▶ **Task details**: Your answer should repeat every line of the records below in which the word "uSWID" appears.

▶ **Data extracts**:
PR #5038, opened 2022-09-19
android-boot: support eMMC boot partitions

DylanVanAssche:
eMMC boot partitions are commonly found in eMMCs to write platform firmware on like Tow-Boot.
This way, users can install their distro without having to deal with bootloaders embedded into the distro image.

- These partitions do not contain a partition table so we need to identify them differently, added a new GUID for this.
- Such partitions can only be written if `force_ro` is set to 0 in sysfs, do this when flashing firmware.
- Tow-Boot leverages uSWID for version information, add version extraction for this to the plugin based upon the MTD plugin.

Would be great to have this in before the next release so it lands before the freeze of the next Alpine stable.

```
pine64-pinephone:~$ fwupdmgr get-devices
pine64 Pine64 PinePhone (1.2)
│
├─QUECTEL Mobile Broadband Module:
│     Device ID:          976c4a39e87f61e6940ea6a8d39c583cfa99615f
│     Summary:            Quectel EG25-G modem
│     Current version:    0.6.8
│     Vendor:             Qualcomm (USB:0x2C7C)
│     Release Branch:     community
│     GUIDs:              db379a33-254f-5140-b37e-d36ae7e5c039
│                         d18f31f1-a3fa-55a2-b4ed-decfbc1e004d ← USB\VID_2C7C&PID_0125&REV_0318&NAME_EG25GGB
│                         1a2996cb-f86e-5583-a464-e1b96e1c6ae9 ← USB\VID_2C7C&PID_0125&REV_0318
│                         587bf468-6859-5522-93a7-6cce552a0aa3 ← USB\VID_2C7C&PID_0125
│                         22ae45db-f68e-5c55-9c02-4557dca238ec ← USB\VID_2C7C
│     Device Flags:       • Updatable
│                         • System requires external power source
│   
└─Tow-Boot platform firmware:
      Device ID:          10dd409c2799697c90ebca1a12c460ad0cbbf1eb
      Summary:            Tow-Boot platform firmware
      Current version:    2021.10-005
      Vendor:             Tow-Boot (org.tow-boot)
      GUID:               c96f594a-8b9e-5ee8-bae2-74c1b1355877 ← DRIVE\DEVNAME_dev-mmcblk2boot0&ID_PATH_platform-1c11000.mmc&ID_NAME_DA4032
      Device Flags:       • Internal device
                          • Updatable
                          • System requires external power source
                          • Needs a reboot after installation
```

Type of pull request:

- [ ] Code fix
- [x] Feature
- [ ] Documentation

### DIFF
--- a/plugins/android-boot/fu-android-boot-device.c
+++ b/plugins/android-boot/fu-android-boot-device.c
@@ -81,8 +81,12 @@ fu_android_boot_device_probe(FuDevice *device, GError **error)
 		}
 	}
 
-	/* set max firmware size, required to avoid writing firmware bigger than partition */
-	if (!g_udev_device_has_property(udev_device, "ID_PART_ENTRY_SIZE")) {
+	/*
+	 * Set max firmware size, required to avoid writing firmware bigger than partition.
+	 * Some partitions like eMMC boot partitions do not expose their size, a quirk must
+	 * be added to these partitions to define their maximum size.
+	 */
+	if (g_udev_device_has_property(udev_device, "ID_PART_ENTRY_SIZE") && self->max_size <= 0) {
 		g_set_error_literal(error,
 				    FWUPD_ERROR,
 				    FWUPD_ERROR_NOT_SUPPORTED,
@@ -95,13 +99,6 @@ fu_android_boot_device_probe(FuDevice *device, GError **error)
 	self->max_size = size;
 
 	/* extract partition UUID and require it for supporting a device */
-	if (!g_udev_device_has_property(udev_device, "ID_PART_ENTRY_UUID")) {
-		g_set_error_literal(error,
-				    FWUPD_ERROR,
-				    FWUPD_ERROR_NOT_SUPPORTED,
-				    "device does not have a UUID");
-		return FALSE;
-	}
 	self->uuid = g_strdup(g_udev_device_get_property(udev_device, "ID_PART_ENTRY_UUID"));
 
 	/* extract serial number and set it */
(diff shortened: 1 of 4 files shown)


plugins/android-boot/fu-android-boot-device.c
```diff
@@ -116,10 +113,27 @@ fu_android_boot_device_probe(FuDevice *device, GError **error)
...
+	 * partition table. These devices are typically used to store platform or bootloader
+	 * firmware on it at offset 0. Combine their exposed device name, path and hardware name for
+	 * a GUID. The GUID depends on the device DT and therefore unique.
+	 */
+	fu_device_add_instance_strsafe(device,
+				       "DEVNAME",
+				       g_udev_device_get_property(udev_device, "DEVNAME"));
+	fu_device_add_instance_strsafe(device,
+				       "ID_PATH",
+				       g_udev_device_get_property(udev_device, "ID_PATH"));
```
hughsie, line 127: This isn't a great GUID as it's not part of the kernel API; the exact name/path isn't going to be predictable from the kernel. Is there anything else we can use?

DylanVanAssche: I'm afraid not... All the information to uniquely identify these partitions is not available because it has no partition table (no UUIDs, no labels, etc.). Setting these doesn't even work here as these are not 'regular' partitions. They always have `boot` in their devname if they exist on a device though.

hughsie: Could we read back the block data and read any header?

DylanVanAssche: Well we have uSWID data for Tow-Boot (already for the version information), we could extract maybe something else from that?

hughsie: That does feel a bit circular, but yes, that's probably a better idea than relying on the kernel naming scheme.

DylanVanAssche: - So extending the firmware version retrieval to find `Tow-Boot` there and use that to build GUIDs?
- I would use this as a fallback, so try to build GUIDs with the ones we have and if no GUIDs are generated then, fallback to this approach?
- For performance reasons I would do the version retrieval then also in the probe method to read the firmware only once.

hughsie: Did that fly? What's the status of this PR please?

▶ **Response for this exercise**:
- Tow-Boot leverages uSWID for version information, add version extraction for this to the plugin based upon the MTD plugin.
DylanVanAssche: Well we have uSWID data for Tow-Boot (already for the version information), we could extract maybe something else from that?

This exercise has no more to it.